PR #524, opened 2025-10-01
Fixing termbox2-image-demo build error

Godje:


nicbarker:
Thank you for fixing these up!

Issue #390, opened 2017-09-29
Using plugins.txt does not work at Windows if file contains \r\n line ending


ErikLundJensen:
First, the file lock can't be created as the path contains \r:
Creating initial locks...
Locking maven:2.17
Locking
Locking blueocean:1.2.4
Locking
mkdir: cannot create directory '/opt/openshift/plugins/\r.lock': File exists
Failed to install plugins.
Build failed

Secondly, when removing \r from plugins.txt we stil get an error in line 201:

url="$JENKINS_UC_DOWNLOAD/plugins/$plugin/$version/${plugin}.hpi"

It works when ${plugin} is be replaced by $plugin in line 201

However, a solution could be to handle new-line stripping in all config files.

PR #395, opened 2017-10-10
clean up dos file carriage returns

gabemontero:
Fixes https://github.com/openshift/jenkins/issues/390

@openshift/devex fyi

thx for the `bash` assist @bparees 

validated with both dos and unix files

`dos2unix` was not available in the openshift/origin image

### DIFF
--- a/2/contrib/jenkins/install-plugins.sh
+++ b/2/contrib/jenkins/install-plugins.sh
@@ -338,6 +338,11 @@ main() {
 
     mkdir -p "$REF_DIR" || exit 1
 
+    for file in $@; do
+	# clean up any dos file injected carriage returns
+	sed -i 's/\r$//' $file
+    done
+
     # Create lockfile manually before first run to make sure any explicit version set is used.
     echo "Creating initial locks..."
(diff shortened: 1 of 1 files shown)


2/contrib/jenkins/install-plugins.sh
```diff
@@ -338,6 +338,11 @@ main() {
 
     mkdir -p "$REF_DIR" || exit 1
 
+    for file in $@; do
+	echo "Cleaning up file ${file}"
```
bparees: can remove this.

gabemontero:
it does work with empty lines in the file.... not sure what you mean by trailing empty lines

2/contrib/jenkins/install-plugins.sh
gabemontero: echo converted to comment

bparees:
>  not sure what you mean by trailing empty lines

just empty lines at the end of the file vs in the middle.  no reason i'd expect that to be different.

bparees:
lgtm

gabemontero:
[merge]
━━━━━━━━━━━━━━━━━━━━━━━━━━━━━━
> Task details
Return the lines of the listing where the string "Creating" appears.

> Answer to this exercise
Creating initial locks...
     echo "Creating initial locks..."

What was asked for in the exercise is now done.